What is expected
Would you please retype, exactly, the lines of the listing below between the line with "needs the resolved" and the line with "No number on", inclusive?

Records for processing
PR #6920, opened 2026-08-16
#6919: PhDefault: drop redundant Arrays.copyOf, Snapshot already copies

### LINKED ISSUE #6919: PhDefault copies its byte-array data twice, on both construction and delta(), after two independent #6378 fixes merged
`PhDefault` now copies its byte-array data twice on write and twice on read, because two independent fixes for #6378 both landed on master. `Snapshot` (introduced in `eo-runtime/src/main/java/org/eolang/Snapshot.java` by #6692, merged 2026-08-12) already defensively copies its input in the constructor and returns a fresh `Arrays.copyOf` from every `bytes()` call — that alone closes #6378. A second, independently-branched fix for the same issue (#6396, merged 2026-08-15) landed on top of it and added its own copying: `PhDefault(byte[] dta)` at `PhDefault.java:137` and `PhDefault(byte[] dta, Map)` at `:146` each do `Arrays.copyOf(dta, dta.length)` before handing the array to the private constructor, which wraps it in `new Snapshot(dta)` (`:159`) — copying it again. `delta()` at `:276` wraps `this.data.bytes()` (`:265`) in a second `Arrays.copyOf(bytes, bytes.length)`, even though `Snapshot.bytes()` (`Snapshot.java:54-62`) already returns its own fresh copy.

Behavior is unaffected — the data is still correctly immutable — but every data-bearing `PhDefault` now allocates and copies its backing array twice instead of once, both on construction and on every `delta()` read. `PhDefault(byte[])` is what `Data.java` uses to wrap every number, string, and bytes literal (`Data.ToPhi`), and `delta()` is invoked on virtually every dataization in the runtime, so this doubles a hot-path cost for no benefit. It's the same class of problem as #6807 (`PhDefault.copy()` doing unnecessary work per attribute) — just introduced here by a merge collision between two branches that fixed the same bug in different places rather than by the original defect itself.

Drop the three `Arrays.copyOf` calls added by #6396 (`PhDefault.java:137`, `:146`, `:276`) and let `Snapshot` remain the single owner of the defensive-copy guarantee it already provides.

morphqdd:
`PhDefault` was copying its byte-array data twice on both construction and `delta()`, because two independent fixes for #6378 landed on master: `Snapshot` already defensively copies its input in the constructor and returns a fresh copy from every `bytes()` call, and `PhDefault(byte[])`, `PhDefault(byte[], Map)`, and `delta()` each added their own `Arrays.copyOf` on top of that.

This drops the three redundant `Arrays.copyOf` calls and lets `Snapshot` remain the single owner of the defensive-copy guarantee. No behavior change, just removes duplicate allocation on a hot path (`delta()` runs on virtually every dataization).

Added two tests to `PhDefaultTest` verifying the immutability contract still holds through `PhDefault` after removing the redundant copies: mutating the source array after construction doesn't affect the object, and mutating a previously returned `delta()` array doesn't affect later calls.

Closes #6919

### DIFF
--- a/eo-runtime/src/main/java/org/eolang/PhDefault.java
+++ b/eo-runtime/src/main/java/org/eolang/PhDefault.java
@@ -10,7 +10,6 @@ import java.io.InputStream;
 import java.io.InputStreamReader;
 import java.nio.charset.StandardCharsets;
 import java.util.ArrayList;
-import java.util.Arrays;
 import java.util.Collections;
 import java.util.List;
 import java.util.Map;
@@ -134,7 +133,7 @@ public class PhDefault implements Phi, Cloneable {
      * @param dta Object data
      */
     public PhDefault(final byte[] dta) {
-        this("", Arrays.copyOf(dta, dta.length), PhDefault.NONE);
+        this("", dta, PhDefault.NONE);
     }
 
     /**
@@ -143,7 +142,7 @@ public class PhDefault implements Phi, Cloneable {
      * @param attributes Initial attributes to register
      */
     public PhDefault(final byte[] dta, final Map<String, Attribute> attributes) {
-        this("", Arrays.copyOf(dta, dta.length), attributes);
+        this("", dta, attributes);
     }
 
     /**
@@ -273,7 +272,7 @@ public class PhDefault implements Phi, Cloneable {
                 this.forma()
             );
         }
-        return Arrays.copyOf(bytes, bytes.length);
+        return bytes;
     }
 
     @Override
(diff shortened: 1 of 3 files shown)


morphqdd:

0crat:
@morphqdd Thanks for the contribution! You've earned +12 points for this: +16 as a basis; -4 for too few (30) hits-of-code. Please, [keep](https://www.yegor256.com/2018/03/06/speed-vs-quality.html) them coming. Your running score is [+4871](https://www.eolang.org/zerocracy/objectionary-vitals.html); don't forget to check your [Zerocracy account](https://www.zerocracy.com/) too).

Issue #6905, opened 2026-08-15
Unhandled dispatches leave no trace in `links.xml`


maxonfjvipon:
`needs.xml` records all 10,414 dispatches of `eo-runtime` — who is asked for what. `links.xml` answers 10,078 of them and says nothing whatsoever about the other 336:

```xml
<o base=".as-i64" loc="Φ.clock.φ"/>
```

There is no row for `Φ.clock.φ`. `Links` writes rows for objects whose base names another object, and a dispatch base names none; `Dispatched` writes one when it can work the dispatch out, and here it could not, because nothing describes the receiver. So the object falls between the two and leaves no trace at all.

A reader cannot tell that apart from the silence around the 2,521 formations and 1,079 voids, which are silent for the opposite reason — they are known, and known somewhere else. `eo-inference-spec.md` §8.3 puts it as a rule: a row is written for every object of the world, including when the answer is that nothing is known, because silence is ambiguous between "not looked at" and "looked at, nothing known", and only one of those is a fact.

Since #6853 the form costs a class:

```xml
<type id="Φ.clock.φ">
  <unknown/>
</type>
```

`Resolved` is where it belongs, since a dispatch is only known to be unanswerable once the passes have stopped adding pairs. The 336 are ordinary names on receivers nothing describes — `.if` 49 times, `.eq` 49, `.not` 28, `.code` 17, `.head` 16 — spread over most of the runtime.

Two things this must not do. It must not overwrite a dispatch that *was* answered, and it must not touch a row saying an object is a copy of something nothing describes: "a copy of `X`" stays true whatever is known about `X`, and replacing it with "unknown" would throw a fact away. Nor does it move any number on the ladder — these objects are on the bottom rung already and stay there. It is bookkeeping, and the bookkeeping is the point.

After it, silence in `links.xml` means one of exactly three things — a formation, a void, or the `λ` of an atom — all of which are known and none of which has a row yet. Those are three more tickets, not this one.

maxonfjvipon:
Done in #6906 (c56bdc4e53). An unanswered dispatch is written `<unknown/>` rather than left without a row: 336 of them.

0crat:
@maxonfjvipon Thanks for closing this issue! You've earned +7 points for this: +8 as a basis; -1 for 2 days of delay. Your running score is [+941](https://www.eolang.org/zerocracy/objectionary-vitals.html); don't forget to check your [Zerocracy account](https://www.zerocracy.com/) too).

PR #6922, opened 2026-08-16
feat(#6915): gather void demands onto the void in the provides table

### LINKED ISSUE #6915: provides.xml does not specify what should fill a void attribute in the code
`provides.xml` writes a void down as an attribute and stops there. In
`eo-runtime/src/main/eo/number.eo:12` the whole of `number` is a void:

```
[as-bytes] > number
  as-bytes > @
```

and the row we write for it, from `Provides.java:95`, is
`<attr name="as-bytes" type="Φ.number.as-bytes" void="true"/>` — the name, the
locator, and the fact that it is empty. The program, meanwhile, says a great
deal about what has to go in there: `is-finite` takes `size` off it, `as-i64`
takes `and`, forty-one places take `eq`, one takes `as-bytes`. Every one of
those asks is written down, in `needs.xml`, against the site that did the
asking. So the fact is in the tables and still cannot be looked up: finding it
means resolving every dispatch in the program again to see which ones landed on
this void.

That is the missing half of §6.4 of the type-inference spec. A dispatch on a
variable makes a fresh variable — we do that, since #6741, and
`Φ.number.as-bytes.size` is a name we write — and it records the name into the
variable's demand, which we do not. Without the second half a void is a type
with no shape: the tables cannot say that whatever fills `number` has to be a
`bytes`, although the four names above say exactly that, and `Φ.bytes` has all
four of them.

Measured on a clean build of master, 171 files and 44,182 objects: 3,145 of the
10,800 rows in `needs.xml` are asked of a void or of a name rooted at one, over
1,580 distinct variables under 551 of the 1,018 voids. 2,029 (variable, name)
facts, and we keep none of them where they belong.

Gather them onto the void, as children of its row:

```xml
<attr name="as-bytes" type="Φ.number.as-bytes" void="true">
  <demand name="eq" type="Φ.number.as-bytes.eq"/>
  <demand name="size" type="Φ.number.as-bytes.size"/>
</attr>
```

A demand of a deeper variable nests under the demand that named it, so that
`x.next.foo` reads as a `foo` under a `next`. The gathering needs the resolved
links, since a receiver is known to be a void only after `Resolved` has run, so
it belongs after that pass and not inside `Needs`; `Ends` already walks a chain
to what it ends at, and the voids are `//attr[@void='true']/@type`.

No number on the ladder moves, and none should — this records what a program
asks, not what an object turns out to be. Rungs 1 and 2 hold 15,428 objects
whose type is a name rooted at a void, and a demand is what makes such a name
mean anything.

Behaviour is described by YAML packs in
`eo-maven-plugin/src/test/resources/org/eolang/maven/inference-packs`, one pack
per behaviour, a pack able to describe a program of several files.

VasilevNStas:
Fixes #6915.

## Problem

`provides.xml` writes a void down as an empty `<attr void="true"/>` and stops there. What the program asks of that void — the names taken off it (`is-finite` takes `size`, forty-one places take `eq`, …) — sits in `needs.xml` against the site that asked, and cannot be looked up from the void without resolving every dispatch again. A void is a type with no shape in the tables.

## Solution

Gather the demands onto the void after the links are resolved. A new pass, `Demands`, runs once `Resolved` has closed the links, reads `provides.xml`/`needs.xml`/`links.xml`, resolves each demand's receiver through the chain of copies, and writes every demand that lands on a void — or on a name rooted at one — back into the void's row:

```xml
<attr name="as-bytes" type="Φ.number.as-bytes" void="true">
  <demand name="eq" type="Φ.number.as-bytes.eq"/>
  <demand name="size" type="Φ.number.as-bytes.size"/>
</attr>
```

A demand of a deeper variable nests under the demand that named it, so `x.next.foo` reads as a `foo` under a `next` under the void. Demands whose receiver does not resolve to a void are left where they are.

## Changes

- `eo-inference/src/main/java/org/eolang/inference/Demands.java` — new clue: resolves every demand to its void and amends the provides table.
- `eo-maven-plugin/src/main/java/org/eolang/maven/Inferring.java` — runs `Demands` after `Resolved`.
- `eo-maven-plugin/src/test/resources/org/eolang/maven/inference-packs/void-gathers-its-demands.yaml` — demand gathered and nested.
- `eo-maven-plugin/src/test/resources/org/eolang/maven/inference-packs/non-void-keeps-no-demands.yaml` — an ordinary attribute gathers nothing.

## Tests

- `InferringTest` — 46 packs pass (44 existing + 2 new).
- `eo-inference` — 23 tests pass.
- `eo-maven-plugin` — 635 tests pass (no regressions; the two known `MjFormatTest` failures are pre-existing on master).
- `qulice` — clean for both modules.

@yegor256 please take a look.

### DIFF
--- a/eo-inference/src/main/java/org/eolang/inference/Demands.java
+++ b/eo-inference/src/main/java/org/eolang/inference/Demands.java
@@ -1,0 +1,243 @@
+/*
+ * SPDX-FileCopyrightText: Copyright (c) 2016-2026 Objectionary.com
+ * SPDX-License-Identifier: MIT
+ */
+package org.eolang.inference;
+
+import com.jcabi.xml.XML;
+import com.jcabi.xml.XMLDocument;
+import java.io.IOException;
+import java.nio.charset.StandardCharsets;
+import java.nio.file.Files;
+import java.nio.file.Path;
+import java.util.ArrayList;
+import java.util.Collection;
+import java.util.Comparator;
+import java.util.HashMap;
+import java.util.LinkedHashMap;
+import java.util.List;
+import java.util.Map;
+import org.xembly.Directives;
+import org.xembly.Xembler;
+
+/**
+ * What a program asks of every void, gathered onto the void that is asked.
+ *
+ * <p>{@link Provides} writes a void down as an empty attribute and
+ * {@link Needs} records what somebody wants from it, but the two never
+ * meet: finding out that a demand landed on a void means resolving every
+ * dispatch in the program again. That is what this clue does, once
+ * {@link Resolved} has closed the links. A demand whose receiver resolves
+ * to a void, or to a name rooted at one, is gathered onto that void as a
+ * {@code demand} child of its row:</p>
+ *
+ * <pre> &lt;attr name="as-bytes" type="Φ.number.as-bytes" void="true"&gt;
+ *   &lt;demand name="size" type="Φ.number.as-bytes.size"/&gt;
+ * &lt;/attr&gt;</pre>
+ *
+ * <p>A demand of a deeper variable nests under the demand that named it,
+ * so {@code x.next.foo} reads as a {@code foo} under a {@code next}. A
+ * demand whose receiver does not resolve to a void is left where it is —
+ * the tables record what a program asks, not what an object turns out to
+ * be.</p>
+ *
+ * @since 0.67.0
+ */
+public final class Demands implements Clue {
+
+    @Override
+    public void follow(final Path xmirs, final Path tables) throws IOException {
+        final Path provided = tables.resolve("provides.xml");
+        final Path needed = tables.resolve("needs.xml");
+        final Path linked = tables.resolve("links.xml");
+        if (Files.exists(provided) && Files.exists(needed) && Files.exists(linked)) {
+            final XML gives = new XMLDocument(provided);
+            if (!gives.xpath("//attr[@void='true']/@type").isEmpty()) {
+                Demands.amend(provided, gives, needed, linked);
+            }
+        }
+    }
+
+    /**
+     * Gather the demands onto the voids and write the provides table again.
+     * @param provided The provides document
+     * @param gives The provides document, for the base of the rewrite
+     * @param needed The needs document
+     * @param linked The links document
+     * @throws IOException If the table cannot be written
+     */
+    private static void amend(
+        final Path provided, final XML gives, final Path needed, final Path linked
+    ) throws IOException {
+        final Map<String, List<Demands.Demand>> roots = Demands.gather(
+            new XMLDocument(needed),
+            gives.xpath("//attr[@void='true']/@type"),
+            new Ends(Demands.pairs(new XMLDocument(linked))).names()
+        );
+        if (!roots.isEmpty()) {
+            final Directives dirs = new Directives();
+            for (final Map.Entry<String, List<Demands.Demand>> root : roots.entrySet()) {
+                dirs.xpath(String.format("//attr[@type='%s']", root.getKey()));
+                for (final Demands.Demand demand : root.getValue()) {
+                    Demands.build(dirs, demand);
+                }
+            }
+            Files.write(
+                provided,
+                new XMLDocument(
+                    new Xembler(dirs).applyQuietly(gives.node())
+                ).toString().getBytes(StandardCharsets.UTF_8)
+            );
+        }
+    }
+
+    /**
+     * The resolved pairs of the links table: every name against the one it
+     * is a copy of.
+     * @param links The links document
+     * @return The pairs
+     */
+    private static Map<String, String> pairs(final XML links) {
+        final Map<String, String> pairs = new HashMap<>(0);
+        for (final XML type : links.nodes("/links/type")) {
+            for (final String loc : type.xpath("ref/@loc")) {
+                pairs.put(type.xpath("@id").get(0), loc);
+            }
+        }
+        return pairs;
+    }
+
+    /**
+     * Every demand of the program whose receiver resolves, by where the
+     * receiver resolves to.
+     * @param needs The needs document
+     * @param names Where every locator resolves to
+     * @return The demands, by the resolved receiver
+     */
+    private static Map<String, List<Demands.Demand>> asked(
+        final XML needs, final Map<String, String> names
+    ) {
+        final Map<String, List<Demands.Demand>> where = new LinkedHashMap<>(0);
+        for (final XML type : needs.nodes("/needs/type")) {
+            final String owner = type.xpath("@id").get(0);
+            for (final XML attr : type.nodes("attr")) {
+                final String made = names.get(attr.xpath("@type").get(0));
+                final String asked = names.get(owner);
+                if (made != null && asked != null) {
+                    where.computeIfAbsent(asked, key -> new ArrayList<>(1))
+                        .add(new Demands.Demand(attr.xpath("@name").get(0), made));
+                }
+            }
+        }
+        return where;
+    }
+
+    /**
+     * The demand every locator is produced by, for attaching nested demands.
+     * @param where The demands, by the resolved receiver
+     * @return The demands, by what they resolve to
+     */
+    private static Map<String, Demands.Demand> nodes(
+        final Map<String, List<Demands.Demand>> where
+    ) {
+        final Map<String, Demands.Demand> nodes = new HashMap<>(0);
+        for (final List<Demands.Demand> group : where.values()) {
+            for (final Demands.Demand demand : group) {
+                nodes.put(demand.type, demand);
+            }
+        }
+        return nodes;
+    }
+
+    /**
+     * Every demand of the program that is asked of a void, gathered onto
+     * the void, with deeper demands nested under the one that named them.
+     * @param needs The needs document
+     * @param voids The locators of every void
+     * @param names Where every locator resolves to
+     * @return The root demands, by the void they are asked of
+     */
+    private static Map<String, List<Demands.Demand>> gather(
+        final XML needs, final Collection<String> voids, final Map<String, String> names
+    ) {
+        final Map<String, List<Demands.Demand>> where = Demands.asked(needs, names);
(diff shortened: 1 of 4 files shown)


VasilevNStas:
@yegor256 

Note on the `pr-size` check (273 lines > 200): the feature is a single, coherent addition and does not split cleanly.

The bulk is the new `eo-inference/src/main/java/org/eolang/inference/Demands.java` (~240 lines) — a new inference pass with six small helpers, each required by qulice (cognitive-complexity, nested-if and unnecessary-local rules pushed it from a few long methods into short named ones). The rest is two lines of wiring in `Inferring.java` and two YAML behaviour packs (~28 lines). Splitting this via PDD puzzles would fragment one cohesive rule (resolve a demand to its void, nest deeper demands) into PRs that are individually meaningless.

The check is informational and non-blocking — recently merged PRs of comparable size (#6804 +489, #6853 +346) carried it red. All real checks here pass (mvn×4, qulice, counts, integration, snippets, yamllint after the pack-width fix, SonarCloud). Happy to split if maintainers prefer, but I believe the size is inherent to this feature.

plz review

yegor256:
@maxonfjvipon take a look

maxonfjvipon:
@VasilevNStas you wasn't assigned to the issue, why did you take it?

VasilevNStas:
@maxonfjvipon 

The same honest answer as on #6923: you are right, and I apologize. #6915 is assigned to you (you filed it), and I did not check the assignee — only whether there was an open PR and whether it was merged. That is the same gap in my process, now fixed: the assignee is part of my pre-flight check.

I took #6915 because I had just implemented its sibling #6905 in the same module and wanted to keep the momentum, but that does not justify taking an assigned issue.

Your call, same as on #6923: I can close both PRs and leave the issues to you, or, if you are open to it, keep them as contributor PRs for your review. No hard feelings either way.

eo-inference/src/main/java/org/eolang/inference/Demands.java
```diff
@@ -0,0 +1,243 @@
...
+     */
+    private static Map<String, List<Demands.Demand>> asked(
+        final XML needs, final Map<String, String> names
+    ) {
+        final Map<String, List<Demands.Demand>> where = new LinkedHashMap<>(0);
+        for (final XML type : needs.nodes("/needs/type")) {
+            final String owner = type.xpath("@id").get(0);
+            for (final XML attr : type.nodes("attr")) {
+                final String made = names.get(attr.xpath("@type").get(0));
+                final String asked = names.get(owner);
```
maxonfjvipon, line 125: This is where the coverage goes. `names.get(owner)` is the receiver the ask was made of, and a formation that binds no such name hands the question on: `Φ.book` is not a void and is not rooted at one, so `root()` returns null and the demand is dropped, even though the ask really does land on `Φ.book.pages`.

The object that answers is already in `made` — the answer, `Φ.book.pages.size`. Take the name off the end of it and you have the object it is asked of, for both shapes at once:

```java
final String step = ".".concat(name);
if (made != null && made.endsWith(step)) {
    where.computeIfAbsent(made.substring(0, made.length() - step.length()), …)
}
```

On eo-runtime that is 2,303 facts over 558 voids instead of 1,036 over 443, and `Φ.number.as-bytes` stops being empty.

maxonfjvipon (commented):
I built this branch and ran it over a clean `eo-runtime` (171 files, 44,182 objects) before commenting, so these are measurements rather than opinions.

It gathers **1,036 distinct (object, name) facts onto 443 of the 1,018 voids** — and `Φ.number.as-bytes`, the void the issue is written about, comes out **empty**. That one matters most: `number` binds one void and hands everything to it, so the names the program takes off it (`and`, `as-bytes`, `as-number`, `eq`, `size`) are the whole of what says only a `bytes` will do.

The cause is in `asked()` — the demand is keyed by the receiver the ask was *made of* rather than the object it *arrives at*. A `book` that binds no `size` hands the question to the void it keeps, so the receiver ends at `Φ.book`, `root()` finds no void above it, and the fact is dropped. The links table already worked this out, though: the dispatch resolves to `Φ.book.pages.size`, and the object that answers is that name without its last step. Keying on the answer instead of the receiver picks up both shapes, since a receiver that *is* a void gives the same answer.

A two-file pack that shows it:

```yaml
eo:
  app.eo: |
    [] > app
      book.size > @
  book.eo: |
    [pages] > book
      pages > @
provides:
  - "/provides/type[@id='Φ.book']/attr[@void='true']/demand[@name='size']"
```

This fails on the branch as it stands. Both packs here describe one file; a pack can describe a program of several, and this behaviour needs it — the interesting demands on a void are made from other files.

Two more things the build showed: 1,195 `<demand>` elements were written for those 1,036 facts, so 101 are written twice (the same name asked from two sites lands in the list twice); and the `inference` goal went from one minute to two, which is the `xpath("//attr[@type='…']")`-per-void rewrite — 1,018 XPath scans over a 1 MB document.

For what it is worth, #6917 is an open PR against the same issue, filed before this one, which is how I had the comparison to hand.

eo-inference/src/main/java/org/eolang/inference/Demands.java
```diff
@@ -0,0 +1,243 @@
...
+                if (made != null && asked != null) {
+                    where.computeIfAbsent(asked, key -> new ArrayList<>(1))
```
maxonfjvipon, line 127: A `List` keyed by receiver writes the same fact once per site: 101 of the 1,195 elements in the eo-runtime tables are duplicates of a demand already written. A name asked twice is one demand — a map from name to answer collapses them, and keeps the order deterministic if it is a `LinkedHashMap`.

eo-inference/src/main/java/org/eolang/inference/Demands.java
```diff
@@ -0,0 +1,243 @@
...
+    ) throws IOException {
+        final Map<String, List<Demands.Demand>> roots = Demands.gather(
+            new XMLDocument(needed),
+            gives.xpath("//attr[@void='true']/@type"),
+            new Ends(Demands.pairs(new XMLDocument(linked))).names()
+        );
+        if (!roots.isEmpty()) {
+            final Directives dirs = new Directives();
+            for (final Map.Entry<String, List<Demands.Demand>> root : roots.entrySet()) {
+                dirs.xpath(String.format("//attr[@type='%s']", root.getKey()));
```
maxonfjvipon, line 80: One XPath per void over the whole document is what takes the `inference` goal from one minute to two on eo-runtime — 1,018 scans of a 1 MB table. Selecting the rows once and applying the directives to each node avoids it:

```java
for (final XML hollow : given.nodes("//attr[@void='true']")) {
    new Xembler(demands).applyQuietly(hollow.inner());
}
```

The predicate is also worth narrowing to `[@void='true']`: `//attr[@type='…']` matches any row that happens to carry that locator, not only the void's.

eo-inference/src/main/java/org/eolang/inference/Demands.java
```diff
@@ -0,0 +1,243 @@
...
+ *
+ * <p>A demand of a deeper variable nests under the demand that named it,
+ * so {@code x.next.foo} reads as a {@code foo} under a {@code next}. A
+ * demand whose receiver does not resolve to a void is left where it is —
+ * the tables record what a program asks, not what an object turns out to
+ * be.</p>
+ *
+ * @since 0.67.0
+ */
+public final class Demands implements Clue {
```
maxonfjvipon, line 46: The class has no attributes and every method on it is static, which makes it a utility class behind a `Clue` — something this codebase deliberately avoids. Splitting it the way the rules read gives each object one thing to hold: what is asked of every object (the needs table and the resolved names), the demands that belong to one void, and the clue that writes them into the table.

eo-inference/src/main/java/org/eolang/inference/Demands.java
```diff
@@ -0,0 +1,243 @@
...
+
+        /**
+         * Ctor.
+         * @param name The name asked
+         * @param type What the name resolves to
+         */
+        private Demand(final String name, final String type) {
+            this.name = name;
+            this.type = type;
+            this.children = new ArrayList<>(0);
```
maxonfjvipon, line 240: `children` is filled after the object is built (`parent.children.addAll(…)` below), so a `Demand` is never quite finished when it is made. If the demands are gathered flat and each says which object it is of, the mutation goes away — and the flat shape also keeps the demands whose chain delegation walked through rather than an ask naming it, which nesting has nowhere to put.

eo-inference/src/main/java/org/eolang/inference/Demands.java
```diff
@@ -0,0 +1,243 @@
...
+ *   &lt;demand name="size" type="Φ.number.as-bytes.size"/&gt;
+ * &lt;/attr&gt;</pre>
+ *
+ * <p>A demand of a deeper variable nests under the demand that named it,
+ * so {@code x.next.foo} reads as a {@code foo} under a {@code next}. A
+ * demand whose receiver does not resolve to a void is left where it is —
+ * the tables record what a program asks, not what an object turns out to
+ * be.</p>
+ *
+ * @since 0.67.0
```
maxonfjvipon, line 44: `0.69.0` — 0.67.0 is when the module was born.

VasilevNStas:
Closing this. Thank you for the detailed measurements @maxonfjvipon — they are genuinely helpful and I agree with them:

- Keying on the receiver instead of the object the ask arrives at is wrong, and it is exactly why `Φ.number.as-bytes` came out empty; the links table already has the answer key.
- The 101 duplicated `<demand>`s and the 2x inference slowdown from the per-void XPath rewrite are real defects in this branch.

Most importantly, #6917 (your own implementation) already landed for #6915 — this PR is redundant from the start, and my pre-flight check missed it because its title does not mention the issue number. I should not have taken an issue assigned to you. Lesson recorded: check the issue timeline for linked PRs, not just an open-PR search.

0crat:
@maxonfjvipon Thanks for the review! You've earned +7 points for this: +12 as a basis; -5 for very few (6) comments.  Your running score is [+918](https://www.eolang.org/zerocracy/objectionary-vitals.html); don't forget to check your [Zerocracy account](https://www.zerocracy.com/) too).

Answer space
`x.next.foo` reads as a `foo` under a `next`. The gathering needs the resolved
links, since a receiver is known to be a void only after `Resolved` has run, so
it belongs after that pass and not inside `Needs`; `Ends` already walks a chain
to what it ends at, and the voids are `//attr[@void='true']/@type`.

No number on the ladder moves, and none should — this records what a program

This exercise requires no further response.